Task to carry out: Could you write out the whole listing exactly as it appears?
-*-*-
PR #61, opened 2017-06-10
Normalize format of config file

kytrinyx:
This will let us script changes to it with less noise in the diffs.

### DIFF
--- a/config.json
+++ b/config.json
@@ -21,222 +21,310 @@
     {
       "difficulty": 1,
       "slug": "hello-world",
-      "topics": []
+      "topics": [
+
+      ]
     },
     {
       "difficulty": 1,
       "slug": "gigasecond",
-      "topics": []
+      "topics": [
+
+      ]
     },
     {
       "difficulty": 1,
       "slug": "rna-transcription",
-      "topics": []
+      "topics": [
+
+      ]
     },
     {
       "difficulty": 1,
       "slug": "etl",
-      "topics": []
+      "topics": [
+
+      ]
     },
     {
       "difficulty": 1,
       "slug": "word-count",
-      "topics": []
+      "topics": [
+
+      ]
     },
     {
       "difficulty": 1,
       "slug": "accumulate",
-      "topics": []
+      "topics": [
+
+      ]
     },
     {
       "difficulty": 1,
       "slug": "pangram",
-      "topics": []
+      "topics": [
+
+      ]
     },
     {
       "difficulty": 1,
       "slug": "anagram",
-      "topics": []
+      "topics": [
+
+      ]
     },
     {
       "difficulty": 1,
       "slug": "isogram",
-      "topics": []
+      "topics": [
+
+      ]
     },
     {
       "difficulty": 1,
       "slug": "hamming",
-      "topics": []
+      "topics": [
+
+      ]
     },
     {
       "difficulty": 1,
       "slug": "bob",
-      "topics": []
+      "topics": [
+
+      ]
     },
     {
       "difficulty": 1,
       "slug": "perfect-numbers",
-      "topics": []
+      "topics": [
+
+      ]
     },
     {
       "difficulty": 1,
       "slug": "leap",
-      "topics": []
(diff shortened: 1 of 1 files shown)


stkent:
This broke in some interesting way. I'm guessing some `configlet` change, maybe, since when I run the unit tests script locally I also see failures with no changes in master. Whatever the issue is, it's the same in `xkotlin`, so I assigned myself to all the related issues while I investigate.

See https://github.com/exercism/configlet/compare/v1.1.0...v2.0.0 for the relevant configlet changes.

stkent:
Confirmed, if I update the `unit-tests` script to explicitly use configlet v1.1.0 (the prior release to today's v2.0.0) then unit tests run fine. Reading that diff more closely...

kytrinyx:
@stkent I made those changes in Configlet—how can I help?

kytrinyx:
> config.json does not include [_template].

Where is `_template`?

stkent:
@kytrinyx the output I'm seeing is this warning:

```
config.json does not include [_template].
```

However, I see it in the current config file:

```
"ignored": [
  "_template",
  ".gradle",
  "build",
  "docs",
  "gradle",
  "scripts"
],
```

I have just started to look at the configlet diff posted above; perhaps your more experienced eyes can spot any regression there faster than I will be able to? ❤️ 🤞

kytrinyx:
This is the problem: https://github.com/exercism/xkotlin/tree/master/exercises/_template

@stkent The assumption we make is that every directory within `exercises` is an exercise. If you place the `_template` in the root, that would fix this.

stkent:
There's a `_template` dir nested in `exercises` that is meant to be the seed for new exercises.

stkent:
Ahh, gotcha, thanks!. Which line of configlet is hiccuping there (for my own edification)?

kytrinyx:
It's not a configlet problem, it's a conceptual problem. We used to tell Configlet to ignore directories named certain things (per the config.json). When we removed that, configlet assumes that every single directory it finds within the exercises directory is an exercise. The code is here: https://github.com/exercism/configlet/blob/master/configlet/track.go#L100-L123

kytrinyx:
The change that caused this to fail is removing the IgnoredDirs() here: https://github.com/exercism/configlet/pull/17/files#diff-40e62472ea4139af33eebcc8f65668ebL94

stkent:
Ah ha! In that case I would humbly suggest that for clarity we might want to update the error message:

```
config.json does not include [_template].
```

to something more explicit like:

```
Exercise named _template found in exercises directory but not declared in the exercises block in config.json.
```

(This assumes I caught your drift properly (finally).)

kytrinyx:
> (This assumes I caught your drift properly (finally).)

Haha yes. You did.

So... you could also stick it in "deprecated" in config.json, which would mean that configlet would stop complaining about it.

I will update the error message, though. That's a good call.

stkent:
I've relocated the template to the root dir in both xkotlin and xjava; that seems cleaner than deprecating a fake exercise. Thanks for taking on the error message update!

stkent:
@kytrinyx if you could please rebase this against master, the CI build should now pass!

kytrinyx:
w00t! Thank you!

stkent:
Build is timing out; Travis seems 🐌 tonight. Trying again tomorrow.

stkent:
Build still timing out today 🤔. Gonna play with some speedups here. @sdavids13 can you see anything in the [recent commit history](https://github.com/exercism/xkotlin/commits/master) that might be slowing down recent builds?

stkent:
I'm going to rebase so it builds within the 50 minute limit!

kytrinyx:
> I'm going to rebase so it builds within the 50 minute limit!

A most excellent measure!

sdavids13:
Are there going to be merge conflict headaches with https://github.com/exercism/xkotlin/pull/51?

stkent:
Yes, but I'm happy to take care of fixing up #51.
-*-*-
Exercise solution:
PR #61, opened 2017-06-10
Normalize format of config file

kytrinyx:
This will let us script changes to it with less noise in the diffs.

### DIFF
--- a/config.json
+++ b/config.json
@@ -21,222 +21,310 @@
     {
       "difficulty": 1,
       "slug": "hello-world",
-      "topics": []
+      "topics": [
+
+      ]
     },
     {
       "difficulty": 1,
       "slug": "gigasecond",
-      "topics": []
+      "topics": [
+
+      ]
     },
     {
       "difficulty": 1,
       "slug": "rna-transcription",
-      "topics": []
+      "topics": [
+
+      ]
     },
     {
       "difficulty": 1,
       "slug": "etl",
-      "topics": []
+      "topics": [
+
+      ]
     },
     {
       "difficulty": 1,
       "slug": "word-count",
-      "topics": []
+      "topics": [
+
+      ]
     },
     {
       "difficulty": 1,
       "slug": "accumulate",
-      "topics": []
+      "topics": [
+
+      ]
     },
     {
       "difficulty": 1,
       "slug": "pangram",
-      "topics": []
+      "topics": [
+
+      ]
     },
     {
       "difficulty": 1,
       "slug": "anagram",
-      "topics": []
+      "topics": [
+
+      ]
     },
     {
       "difficulty": 1,
       "slug": "isogram",
-      "topics": []
+      "topics": [
+
+      ]
     },
     {
       "difficulty": 1,
       "slug": "hamming",
-      "topics": []
+      "topics": [
+
+      ]
     },
     {
       "difficulty": 1,
       "slug": "bob",
-      "topics": []
+      "topics": [
+
+      ]
     },
     {
       "difficulty": 1,
       "slug": "perfect-numbers",
-      "topics": []
+      "topics": [
+
+      ]
     },
     {
       "difficulty": 1,
       "slug": "leap",
-      "topics": []
(diff shortened: 1 of 1 files shown)


stkent:
This broke in some interesting way. I'm guessing some `configlet` change, maybe, since when I run the unit tests script locally I also see failures with no changes in master. Whatever the issue is, it's the same in `xkotlin`, so I assigned myself to all the related issues while I investigate.

See https://github.com/exercism/configlet/compare/v1.1.0...v2.0.0 for the relevant configlet changes.

stkent:
Confirmed, if I update the `unit-tests` script to explicitly use configlet v1.1.0 (the prior release to today's v2.0.0) then unit tests run fine. Reading that diff more closely...

kytrinyx:
@stkent I made those changes in Configlet—how can I help?

kytrinyx:
> config.json does not include [_template].

Where is `_template`?

stkent:
@kytrinyx the output I'm seeing is this warning:

```
config.json does not include [_template].
```

However, I see it in the current config file:

```
"ignored": [
  "_template",
  ".gradle",
  "build",
  "docs",
  "gradle",
  "scripts"
],
```

I have just started to look at the configlet diff posted above; perhaps your more experienced eyes can spot any regression there faster than I will be able to? ❤️ 🤞

kytrinyx:
This is the problem: https://github.com/exercism/xkotlin/tree/master/exercises/_template

@stkent The assumption we make is that every directory within `exercises` is an exercise. If you place the `_template` in the root, that would fix this.

stkent:
There's a `_template` dir nested in `exercises` that is meant to be the seed for new exercises.

stkent:
Ahh, gotcha, thanks!. Which line of configlet is hiccuping there (for my own edification)?

kytrinyx:
It's not a configlet problem, it's a conceptual problem. We used to tell Configlet to ignore directories named certain things (per the config.json). When we removed that, configlet assumes that every single directory it finds within the exercises directory is an exercise. The code is here: https://github.com/exercism/configlet/blob/master/configlet/track.go#L100-L123

kytrinyx:
The change that caused this to fail is removing the IgnoredDirs() here: https://github.com/exercism/configlet/pull/17/files#diff-40e62472ea4139af33eebcc8f65668ebL94

stkent:
Ah ha! In that case I would humbly suggest that for clarity we might want to update the error message:

```
config.json does not include [_template].
```

to something more explicit like:

```
Exercise named _template found in exercises directory but not declared in the exercises block in config.json.
```

(This assumes I caught your drift properly (finally).)

kytrinyx:
> (This assumes I caught your drift properly (finally).)

Haha yes. You did.

So... you could also stick it in "deprecated" in config.json, which would mean that configlet would stop complaining about it.

I will update the error message, though. That's a good call.

stkent:
I've relocated the template to the root dir in both xkotlin and xjava; that seems cleaner than deprecating a fake exercise. Thanks for taking on the error message update!

stkent:
@kytrinyx if you could please rebase this against master, the CI build should now pass!

kytrinyx:
w00t! Thank you!

stkent:
Build is timing out; Travis seems 🐌 tonight. Trying again tomorrow.

stkent:
Build still timing out today 🤔. Gonna play with some speedups here. @sdavids13 can you see anything in the [recent commit history](https://github.com/exercism/xkotlin/commits/master) that might be slowing down recent builds?

stkent:
I'm going to rebase so it builds within the 50 minute limit!

kytrinyx:
> I'm going to rebase so it builds within the 50 minute limit!

A most excellent measure!

sdavids13:
Are there going to be merge conflict headaches with https://github.com/exercism/xkotlin/pull/51?

stkent:
Yes, but I'm happy to take care of fixing up #51.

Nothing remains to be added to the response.